▶ ABOUT THIS EXERCISE
Gather all lines in the data that hold the string "typemoq".

▶ RECORD EXCERPTS
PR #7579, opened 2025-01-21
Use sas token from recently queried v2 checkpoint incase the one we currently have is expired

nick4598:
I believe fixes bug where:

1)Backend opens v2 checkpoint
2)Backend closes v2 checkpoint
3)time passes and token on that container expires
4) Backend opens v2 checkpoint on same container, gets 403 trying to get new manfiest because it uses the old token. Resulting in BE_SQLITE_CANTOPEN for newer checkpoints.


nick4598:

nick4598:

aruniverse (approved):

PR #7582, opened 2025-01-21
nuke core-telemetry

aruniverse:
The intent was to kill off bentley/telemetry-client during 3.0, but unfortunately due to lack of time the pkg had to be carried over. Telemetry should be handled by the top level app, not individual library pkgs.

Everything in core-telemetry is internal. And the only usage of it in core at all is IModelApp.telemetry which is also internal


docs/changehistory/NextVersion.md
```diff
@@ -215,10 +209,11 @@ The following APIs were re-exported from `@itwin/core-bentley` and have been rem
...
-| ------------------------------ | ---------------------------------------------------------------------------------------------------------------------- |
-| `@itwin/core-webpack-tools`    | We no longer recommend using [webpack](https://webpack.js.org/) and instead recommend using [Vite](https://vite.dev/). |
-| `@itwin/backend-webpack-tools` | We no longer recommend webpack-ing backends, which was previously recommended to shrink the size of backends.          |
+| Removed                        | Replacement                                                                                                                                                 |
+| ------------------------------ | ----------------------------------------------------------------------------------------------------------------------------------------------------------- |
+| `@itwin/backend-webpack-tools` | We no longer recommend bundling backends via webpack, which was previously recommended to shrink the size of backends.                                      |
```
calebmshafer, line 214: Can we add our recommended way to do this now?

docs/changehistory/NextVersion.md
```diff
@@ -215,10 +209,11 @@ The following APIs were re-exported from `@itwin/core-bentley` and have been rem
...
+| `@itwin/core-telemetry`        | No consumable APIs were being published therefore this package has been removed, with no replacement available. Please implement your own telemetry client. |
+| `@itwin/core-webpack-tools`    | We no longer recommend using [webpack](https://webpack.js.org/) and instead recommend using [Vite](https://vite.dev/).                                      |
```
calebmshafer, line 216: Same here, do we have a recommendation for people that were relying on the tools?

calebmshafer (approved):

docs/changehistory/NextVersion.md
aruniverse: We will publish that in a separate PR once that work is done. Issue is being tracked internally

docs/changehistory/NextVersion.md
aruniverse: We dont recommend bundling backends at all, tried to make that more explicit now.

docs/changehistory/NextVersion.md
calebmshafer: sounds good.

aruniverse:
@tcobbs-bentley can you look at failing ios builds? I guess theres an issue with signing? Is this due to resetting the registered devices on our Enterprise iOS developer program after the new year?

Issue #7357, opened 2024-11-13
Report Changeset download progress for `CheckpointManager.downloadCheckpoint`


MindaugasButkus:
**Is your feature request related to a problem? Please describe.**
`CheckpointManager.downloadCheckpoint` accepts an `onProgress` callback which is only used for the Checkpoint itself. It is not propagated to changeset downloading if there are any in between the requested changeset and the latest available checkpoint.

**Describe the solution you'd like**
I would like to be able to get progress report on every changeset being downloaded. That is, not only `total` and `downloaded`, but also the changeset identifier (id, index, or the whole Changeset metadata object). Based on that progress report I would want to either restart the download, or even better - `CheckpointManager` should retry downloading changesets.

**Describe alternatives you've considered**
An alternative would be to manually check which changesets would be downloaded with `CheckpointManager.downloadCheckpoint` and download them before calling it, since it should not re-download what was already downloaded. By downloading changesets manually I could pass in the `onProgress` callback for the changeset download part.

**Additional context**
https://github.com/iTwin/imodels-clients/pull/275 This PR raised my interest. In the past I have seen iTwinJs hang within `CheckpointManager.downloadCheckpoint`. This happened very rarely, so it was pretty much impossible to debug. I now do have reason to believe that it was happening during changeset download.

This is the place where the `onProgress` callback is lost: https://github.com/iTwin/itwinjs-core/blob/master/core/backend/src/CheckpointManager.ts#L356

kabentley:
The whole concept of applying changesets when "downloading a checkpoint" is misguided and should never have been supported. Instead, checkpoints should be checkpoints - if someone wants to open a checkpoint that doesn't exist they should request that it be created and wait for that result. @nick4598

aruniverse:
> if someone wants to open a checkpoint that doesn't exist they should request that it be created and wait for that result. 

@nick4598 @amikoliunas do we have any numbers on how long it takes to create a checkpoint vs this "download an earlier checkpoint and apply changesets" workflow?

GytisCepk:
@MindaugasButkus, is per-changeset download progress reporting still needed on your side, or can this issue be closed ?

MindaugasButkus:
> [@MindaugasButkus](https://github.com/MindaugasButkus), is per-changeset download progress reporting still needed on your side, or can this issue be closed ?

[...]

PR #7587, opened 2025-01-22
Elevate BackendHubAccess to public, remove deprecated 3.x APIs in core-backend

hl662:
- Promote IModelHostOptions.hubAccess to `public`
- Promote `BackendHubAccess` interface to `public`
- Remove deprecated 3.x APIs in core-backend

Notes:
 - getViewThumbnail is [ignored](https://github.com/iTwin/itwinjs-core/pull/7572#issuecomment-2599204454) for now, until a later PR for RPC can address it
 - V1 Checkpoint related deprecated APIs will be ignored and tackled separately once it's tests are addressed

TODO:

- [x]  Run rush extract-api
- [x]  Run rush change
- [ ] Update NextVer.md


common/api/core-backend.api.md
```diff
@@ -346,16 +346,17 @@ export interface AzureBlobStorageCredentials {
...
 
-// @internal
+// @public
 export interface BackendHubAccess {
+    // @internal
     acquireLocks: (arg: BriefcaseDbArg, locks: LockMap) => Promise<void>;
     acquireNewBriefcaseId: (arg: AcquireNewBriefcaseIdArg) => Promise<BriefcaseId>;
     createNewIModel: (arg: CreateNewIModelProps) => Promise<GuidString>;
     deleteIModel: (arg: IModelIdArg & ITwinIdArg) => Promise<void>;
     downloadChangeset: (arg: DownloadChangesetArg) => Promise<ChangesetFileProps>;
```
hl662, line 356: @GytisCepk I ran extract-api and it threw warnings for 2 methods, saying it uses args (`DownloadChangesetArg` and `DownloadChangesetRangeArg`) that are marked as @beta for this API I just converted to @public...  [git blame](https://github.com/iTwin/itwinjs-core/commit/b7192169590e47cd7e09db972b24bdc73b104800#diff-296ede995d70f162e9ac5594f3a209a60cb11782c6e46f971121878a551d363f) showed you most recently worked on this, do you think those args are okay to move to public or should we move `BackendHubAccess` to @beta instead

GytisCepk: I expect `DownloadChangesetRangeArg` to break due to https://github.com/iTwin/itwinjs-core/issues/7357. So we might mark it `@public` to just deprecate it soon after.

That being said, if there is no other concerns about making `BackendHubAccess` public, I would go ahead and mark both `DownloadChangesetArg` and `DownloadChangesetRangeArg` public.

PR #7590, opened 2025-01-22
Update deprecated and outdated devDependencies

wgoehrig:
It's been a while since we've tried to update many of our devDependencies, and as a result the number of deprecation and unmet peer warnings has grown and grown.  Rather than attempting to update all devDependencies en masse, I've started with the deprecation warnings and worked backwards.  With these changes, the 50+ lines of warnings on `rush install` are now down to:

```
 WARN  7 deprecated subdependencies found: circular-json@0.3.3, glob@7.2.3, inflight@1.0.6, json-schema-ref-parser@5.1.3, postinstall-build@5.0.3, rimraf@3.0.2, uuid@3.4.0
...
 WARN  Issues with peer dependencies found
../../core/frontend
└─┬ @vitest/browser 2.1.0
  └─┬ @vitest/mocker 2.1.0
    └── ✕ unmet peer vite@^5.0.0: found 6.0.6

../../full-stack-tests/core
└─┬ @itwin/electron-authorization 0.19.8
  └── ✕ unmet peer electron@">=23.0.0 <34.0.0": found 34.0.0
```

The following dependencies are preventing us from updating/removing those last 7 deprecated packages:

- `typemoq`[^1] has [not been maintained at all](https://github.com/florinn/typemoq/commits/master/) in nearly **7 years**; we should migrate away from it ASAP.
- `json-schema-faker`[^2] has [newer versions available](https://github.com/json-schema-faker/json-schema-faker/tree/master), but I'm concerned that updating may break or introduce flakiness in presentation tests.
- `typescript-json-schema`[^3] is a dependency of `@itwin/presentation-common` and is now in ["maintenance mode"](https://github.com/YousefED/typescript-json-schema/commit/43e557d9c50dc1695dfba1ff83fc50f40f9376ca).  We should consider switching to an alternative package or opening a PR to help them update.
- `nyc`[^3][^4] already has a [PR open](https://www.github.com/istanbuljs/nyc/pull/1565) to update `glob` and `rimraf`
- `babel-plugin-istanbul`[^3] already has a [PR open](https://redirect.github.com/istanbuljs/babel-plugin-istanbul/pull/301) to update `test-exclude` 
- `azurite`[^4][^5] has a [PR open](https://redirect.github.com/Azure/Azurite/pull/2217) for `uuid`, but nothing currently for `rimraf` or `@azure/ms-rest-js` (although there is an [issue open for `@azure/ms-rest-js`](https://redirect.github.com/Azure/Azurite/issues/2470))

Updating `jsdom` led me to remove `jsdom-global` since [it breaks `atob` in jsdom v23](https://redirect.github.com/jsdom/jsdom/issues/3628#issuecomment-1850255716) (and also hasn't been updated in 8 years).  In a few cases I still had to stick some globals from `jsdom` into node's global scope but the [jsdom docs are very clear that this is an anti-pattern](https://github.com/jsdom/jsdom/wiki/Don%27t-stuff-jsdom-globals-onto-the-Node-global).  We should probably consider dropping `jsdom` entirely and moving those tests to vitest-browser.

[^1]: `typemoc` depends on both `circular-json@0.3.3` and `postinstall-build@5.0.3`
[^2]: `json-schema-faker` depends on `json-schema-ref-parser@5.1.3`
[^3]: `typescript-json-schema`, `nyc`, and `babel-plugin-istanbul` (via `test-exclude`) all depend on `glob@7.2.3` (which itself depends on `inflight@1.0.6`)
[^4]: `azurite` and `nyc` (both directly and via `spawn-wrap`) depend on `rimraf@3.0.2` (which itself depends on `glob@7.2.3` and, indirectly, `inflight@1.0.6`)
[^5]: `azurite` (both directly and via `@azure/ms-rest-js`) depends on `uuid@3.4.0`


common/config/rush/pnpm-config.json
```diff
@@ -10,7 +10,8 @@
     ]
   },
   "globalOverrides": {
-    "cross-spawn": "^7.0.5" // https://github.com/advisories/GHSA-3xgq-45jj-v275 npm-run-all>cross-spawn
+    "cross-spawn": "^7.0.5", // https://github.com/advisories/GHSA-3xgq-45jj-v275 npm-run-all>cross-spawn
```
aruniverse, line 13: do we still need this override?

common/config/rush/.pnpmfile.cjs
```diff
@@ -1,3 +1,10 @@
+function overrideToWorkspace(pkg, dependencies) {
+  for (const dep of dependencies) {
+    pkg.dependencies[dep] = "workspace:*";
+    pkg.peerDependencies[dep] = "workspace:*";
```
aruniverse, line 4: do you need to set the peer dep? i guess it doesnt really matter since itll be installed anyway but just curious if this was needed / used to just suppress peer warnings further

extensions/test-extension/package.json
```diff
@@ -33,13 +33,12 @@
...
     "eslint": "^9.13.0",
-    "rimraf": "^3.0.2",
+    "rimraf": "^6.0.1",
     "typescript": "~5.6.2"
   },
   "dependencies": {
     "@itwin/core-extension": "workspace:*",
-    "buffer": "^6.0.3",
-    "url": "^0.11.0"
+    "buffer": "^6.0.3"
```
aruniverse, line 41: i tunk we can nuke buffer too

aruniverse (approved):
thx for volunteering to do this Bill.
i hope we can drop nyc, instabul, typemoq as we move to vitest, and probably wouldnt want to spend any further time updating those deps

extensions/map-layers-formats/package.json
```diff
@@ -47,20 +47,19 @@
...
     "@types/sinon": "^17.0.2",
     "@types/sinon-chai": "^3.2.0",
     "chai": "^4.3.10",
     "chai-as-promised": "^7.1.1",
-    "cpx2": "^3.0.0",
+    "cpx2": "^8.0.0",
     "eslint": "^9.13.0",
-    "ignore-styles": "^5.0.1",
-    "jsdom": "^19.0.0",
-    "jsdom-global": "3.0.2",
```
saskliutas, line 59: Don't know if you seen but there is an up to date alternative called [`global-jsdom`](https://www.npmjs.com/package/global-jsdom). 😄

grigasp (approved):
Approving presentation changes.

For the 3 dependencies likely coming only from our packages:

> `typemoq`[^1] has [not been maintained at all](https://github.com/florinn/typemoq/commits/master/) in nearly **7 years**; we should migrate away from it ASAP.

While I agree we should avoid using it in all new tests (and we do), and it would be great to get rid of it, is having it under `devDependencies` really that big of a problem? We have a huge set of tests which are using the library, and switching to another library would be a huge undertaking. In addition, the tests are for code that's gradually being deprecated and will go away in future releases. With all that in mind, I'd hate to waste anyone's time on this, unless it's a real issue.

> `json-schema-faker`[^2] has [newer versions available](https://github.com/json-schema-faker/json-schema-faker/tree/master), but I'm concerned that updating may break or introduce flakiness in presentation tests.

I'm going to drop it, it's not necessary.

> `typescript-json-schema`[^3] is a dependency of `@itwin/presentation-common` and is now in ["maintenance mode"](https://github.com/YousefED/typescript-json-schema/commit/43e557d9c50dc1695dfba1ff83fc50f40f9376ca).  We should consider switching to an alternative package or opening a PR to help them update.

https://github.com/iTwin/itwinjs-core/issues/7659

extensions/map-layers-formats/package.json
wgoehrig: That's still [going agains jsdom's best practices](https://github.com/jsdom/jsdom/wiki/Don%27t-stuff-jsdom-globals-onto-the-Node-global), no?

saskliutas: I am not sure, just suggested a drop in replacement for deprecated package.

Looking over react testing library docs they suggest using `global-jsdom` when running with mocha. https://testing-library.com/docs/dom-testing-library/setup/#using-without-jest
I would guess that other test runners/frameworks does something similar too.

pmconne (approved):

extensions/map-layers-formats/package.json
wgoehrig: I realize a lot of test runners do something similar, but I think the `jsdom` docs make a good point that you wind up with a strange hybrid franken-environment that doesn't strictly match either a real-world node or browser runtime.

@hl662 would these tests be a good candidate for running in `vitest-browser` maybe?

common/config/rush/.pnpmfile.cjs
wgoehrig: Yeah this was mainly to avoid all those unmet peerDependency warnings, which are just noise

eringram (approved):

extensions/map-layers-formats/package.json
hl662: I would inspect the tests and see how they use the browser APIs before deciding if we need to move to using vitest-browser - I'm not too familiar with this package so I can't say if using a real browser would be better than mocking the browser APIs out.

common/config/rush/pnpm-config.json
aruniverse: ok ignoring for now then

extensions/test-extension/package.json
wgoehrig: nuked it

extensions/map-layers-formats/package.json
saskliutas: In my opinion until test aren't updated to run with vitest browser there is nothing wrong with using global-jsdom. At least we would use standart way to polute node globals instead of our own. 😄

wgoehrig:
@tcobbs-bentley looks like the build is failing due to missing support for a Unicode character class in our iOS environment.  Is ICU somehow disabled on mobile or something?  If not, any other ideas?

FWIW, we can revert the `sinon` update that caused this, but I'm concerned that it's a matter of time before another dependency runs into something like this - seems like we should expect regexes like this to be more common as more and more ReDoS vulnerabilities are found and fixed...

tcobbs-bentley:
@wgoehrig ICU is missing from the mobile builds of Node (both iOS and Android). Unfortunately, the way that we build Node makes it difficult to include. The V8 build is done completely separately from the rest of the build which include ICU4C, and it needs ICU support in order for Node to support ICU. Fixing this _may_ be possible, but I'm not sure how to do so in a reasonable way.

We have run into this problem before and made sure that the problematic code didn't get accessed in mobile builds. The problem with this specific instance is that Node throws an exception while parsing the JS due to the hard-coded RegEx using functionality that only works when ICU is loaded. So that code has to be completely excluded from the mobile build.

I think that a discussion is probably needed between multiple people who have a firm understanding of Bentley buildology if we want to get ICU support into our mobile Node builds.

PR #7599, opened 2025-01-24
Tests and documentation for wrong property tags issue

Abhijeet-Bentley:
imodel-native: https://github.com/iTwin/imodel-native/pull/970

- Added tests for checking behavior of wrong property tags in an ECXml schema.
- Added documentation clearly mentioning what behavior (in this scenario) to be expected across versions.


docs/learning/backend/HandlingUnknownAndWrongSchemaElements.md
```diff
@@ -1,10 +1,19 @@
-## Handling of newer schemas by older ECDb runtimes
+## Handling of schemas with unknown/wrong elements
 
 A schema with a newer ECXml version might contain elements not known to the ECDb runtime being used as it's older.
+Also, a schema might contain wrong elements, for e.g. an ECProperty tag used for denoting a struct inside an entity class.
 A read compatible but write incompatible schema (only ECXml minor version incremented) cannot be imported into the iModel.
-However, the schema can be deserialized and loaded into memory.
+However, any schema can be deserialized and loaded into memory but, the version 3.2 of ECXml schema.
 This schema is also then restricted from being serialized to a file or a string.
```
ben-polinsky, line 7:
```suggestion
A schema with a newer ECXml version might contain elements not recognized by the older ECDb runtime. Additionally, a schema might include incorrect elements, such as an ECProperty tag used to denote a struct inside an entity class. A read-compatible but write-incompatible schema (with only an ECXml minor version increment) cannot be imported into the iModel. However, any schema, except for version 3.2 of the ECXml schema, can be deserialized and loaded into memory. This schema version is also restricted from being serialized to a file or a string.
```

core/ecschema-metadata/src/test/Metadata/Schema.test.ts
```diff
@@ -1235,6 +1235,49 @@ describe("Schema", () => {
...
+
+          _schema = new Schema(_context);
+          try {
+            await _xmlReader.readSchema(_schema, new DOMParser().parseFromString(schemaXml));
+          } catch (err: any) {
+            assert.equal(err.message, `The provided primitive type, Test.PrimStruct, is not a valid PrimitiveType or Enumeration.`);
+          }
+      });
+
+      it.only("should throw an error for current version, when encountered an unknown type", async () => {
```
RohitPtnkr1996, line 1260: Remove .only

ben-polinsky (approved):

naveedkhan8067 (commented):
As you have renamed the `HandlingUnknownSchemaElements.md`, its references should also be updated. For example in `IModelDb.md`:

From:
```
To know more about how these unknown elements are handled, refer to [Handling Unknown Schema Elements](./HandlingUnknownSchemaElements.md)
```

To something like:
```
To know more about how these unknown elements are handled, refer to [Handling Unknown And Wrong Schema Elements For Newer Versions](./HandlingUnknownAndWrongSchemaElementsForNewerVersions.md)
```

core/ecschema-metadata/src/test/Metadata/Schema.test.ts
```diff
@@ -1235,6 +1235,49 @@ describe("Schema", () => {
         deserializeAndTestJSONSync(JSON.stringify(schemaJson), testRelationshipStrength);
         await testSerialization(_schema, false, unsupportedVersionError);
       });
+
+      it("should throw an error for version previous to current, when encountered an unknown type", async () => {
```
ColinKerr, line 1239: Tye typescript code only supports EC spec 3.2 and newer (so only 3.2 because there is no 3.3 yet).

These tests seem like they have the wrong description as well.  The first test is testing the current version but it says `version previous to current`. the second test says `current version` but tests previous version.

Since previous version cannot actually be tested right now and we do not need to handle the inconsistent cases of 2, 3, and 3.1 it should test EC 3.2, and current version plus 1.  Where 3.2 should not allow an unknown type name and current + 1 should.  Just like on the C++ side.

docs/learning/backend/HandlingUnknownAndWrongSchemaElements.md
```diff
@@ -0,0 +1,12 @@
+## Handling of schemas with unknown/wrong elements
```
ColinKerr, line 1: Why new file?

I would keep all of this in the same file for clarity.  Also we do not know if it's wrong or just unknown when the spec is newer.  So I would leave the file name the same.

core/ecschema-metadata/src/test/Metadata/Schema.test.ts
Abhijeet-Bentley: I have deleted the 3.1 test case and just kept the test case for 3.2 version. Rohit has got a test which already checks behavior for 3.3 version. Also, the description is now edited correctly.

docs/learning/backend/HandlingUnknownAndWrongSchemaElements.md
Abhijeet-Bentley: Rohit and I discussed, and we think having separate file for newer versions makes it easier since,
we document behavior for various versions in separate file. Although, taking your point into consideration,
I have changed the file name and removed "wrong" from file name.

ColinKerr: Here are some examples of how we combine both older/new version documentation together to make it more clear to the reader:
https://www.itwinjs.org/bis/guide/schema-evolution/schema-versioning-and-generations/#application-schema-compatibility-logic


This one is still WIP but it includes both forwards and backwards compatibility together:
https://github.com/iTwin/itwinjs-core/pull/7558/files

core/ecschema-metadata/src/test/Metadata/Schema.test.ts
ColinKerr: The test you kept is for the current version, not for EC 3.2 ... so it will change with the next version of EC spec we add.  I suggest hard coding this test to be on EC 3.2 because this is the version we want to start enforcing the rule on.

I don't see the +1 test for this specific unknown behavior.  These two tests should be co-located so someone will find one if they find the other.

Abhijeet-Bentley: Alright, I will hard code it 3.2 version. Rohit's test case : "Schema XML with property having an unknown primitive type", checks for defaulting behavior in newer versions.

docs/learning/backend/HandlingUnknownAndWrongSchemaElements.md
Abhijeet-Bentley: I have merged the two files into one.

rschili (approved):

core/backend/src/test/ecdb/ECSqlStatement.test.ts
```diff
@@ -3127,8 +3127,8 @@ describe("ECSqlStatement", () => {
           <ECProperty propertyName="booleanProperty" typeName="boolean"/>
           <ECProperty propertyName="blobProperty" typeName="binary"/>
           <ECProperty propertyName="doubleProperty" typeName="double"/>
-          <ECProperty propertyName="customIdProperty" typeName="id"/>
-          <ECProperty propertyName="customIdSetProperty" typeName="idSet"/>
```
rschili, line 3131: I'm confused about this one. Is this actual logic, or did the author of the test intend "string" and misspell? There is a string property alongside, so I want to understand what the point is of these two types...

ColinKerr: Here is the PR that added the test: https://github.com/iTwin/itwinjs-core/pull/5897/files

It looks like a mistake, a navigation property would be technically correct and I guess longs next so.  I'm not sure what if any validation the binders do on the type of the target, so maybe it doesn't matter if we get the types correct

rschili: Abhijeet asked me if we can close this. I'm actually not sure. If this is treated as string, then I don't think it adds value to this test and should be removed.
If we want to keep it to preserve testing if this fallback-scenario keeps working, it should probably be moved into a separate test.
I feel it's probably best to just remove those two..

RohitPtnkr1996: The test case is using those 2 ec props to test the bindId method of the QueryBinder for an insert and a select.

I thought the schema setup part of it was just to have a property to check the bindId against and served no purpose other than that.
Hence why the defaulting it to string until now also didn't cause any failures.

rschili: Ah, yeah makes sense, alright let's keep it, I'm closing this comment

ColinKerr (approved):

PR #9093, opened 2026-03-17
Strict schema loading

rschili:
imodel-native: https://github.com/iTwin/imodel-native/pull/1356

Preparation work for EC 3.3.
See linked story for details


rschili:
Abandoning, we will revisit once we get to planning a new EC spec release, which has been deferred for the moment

▶ SOLUTION TO THIS PROBLEM
- `typemoq`[^1] has [not been maintained at all](https://github.com/florinn/typemoq/commits/master/) in nearly **7 years**; we should migrate away from it ASAP.
i hope we can drop nyc, instabul, typemoq as we move to vitest, and probably wouldnt want to spend any further time updating those deps
> `typemoq`[^1] has [not been maintained at all](https://github.com/florinn/typemoq/commits/master/) in nearly **7 years**; we should migrate away from it ASAP.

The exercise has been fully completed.